‘Now,’ Kaitar added.
Sevekai’s skin tingled and he thought he detected a slight resonance to the warrior’s voice.
Hreth and Latharek sat down as ordered, as if pole-axed and struck dumb.
‘That’s better,’ said Kaitar. ‘Is that any way to behave when we have guests?’ He turned to Sevekai, who couldn’t stop his flesh crawling nor the itch behind his teeth. ‘You were right.’
‘About what?’ Sevekai asked.
Kaitar pointed to the tip of a craggy rise.
‘She did come.’
Drutheira had arrived with Ashniel and Malchior.
Sevekai gave Kaitar one last look before greeting the witch.
‘Enter, stranger…’ He gave a mock bow, masking his discomfort with absurd theatrics.
Drutheira did not appear to be impressed.
‘We do not have much time,’ she hissed, glancing at the brooding sky overhead. Now he saw them up close, Sevekai thought the coven looked more ragged than his own tattered followers.
‘You’ve been prettier, my dear,’ he said, betraying a mote of concern at Drutheira’s appearance.
‘Like a cold one sniffing blood,’ she spat, seeming not to hear the gibe. Her fingers were thin, almost like bone, and her sunken cheeks reminded Sevekai of a cadaver that had yet to realise it was dead. ‘It has taken all of my power to stay hidden.’
The two at her side bristled at this.
Her power?
Sevekai could almost hear their thoughts, slipping porously through their hateful eyes.
‘The elf woman? I thought we had eluded her years ago.’
Drutheira rounded on him, snarling. ‘She is a mage, idiot! Such creatures cannot be eluded. She has found my magical spoor, tracked me, dogged me without relent.’
‘Then you must flee.’
‘I am fleeing, my love,’ she said, ‘to you. I need you to kill her for me.’
Now Sevekai laughed. ‘And her beast too, I suppose?’ His face hardened. ‘You reap your own harvest, Drutheira. Leaving a stain on that gorge was a mistake, one that will hound you to the edge of the Old World.’
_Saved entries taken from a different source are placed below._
PR #83, opened 2020-07-30
Include internal fields into CosmosDB RetrievedDocument model

balanza:
This PR is to discuss the type modelling on `CosmosdbModel` and `CosmosdbModelVersioned` classes. 

The point is to have retrieved models to extend `CosmosResource` (formerly: `ResourceT`) instead of just `BaseModel`. This will require retrieved models' instances to explicitly handle the following fields:
```
_etag: t.string,
_rid: t.string,
_self: t.string,
_ts: t.number
```


src/utils/conversions.ts
```diff
@@ -1,50 +0,0 @@
-import { NonEmptyString } from "italia-ts-commons/lib/strings";
```
gunzip, line 1: why delete this?

src/utils/messages.ts
```diff
@@ -37,10 +37,10 @@ export async function getChannelStatus(
   const errorOrMaybeStatus = await notificationStatusModel
     .findOneNotificationStatusByNotificationChannel(notificationId, channel)
     .run();
-  return fromEither(errorOrMaybeStatus)
+  const c = fromEither(errorOrMaybeStatus)
```
gunzip, line 40: why this change?

src/utils/cosmosdb_model.ts
```diff
@@ -32,17 +32,17 @@ export type BaseModel = t.TypeOf<typeof BaseModel>;
 
 // An io-ts definition of Cosmos Resource runtime type
 // IDs are enforced to be non-empty string, as we're sure they are always valued when coming from db.
-export type ResourceT = t.TypeOf<typeof ResourceT>;
+export type CosmosResource = t.TypeOf<typeof CosmosResource>;
```
gunzip, line 35: why renaming?

src/models/__tests__/user_data_processing.test.ts
```diff
@@ -120,9 +124,7 @@ describe("createOrUpdateByNewOne", () => {
 
     const model = new UserDataProcessingModel(containerMock);
 
-    const result = await model
-      .createOrUpdateByNewOne(aUserDataProcessing)
-      .run();
+    const result = await model.upsert(aNewUserDataProcessing).run();
```
gunzip, line 127: why this change here ? it looks like [createOrUpdateByNewOne](https://github.com/pagopa/io-functions-commons/blob/47a80c858b77fef036b27efd209c66b952e67440/src/models/user_data_processing.ts#L110) does more than a simple upsert

cloudify:
This was actually my first design choice, bue later I've decided to not add this requirement to the Cosmos model as it may be left as a decision for each concrete implementation of the models - what benefit do you see in making this mandatory?

src/utils/conversions.ts
balanza: I found this methods not to be used. Moreover, the linter now asks me to strip manual casting off, so what these methods are is actually just `as ModelId`

src/utils/messages.ts
balanza: debugging stuff, I remove it

gunzip:
it looks like it needs rebase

‘Do you know how many settlements I have razed to ash over the last eight years?’ she asked, fashioning a coruscating orb of dark energy in her hand. ‘And my wrath is far from spent.’ The orb writhed as if constricted in Drutheira’s grip, oily tendrils coiling and uncoiling in agony, eager to be unleashed.
Sevekai stepped back.
‘This black horror will strip flesh from bone,’ she promised. ‘I saved your miserable life in that gorge. That dwarf would have killed you all had I not intervened. Now,’ she said, the summoning receding into trailing smoke that left a dark scar on her open palm, ‘the balance of that must be accounted.’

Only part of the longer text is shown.